# TASK STATEMENT
Below are some records. Return exactly the lines from the one containing "Also, the CI" through the one containing "deployment addresses, one", both included, and only those.

# MATERIAL SUPPLIED

------

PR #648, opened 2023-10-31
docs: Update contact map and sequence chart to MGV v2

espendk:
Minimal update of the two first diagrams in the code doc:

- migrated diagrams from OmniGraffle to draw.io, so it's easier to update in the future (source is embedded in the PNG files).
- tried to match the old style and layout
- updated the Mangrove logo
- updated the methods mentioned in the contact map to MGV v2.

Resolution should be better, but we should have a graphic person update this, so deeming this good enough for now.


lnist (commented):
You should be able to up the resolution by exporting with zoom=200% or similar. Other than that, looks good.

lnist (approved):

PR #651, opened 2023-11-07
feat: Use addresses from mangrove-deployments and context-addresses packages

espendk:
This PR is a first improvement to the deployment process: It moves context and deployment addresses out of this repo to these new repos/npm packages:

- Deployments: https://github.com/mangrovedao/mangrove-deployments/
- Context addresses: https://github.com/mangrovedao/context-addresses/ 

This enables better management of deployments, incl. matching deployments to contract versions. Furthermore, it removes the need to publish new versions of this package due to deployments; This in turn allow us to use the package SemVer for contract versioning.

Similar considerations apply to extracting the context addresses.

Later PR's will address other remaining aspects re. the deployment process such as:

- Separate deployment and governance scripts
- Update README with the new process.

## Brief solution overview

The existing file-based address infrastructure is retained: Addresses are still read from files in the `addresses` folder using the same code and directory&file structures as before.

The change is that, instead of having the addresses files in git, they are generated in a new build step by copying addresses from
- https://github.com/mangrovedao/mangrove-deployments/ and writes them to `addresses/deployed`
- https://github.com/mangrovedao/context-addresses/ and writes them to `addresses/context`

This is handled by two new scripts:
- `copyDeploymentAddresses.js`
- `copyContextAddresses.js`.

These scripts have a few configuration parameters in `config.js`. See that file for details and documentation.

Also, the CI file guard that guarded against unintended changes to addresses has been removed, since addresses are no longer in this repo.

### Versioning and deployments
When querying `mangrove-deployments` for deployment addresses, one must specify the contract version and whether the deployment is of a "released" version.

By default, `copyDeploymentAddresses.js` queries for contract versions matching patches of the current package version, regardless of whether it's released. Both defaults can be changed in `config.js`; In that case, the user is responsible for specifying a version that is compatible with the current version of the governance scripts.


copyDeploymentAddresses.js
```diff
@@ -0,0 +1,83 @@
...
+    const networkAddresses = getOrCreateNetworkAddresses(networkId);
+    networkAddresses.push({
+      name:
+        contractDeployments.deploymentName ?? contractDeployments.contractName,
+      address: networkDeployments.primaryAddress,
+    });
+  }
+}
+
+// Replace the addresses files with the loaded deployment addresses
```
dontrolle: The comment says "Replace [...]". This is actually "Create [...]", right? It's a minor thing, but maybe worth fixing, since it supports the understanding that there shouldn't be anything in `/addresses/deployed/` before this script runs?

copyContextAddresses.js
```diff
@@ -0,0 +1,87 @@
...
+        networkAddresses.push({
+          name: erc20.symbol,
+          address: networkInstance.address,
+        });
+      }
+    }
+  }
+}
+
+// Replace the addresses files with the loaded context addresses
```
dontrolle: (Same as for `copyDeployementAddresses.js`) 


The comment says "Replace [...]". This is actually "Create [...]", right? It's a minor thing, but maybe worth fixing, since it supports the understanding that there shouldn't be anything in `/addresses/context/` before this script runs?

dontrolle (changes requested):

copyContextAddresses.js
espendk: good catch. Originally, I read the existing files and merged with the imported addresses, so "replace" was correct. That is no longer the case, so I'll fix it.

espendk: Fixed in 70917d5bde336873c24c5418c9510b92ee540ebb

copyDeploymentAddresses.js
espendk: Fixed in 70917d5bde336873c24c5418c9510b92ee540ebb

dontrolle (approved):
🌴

------

# ANSWER FOR THE TASK
Also, the CI file guard that guarded against unintended changes to addresses has been removed, since addresses are no longer in this repo.

### Versioning and deployments
When querying `mangrove-deployments` for deployment addresses, one must specify the contract version and whether the deployment is of a "released" version.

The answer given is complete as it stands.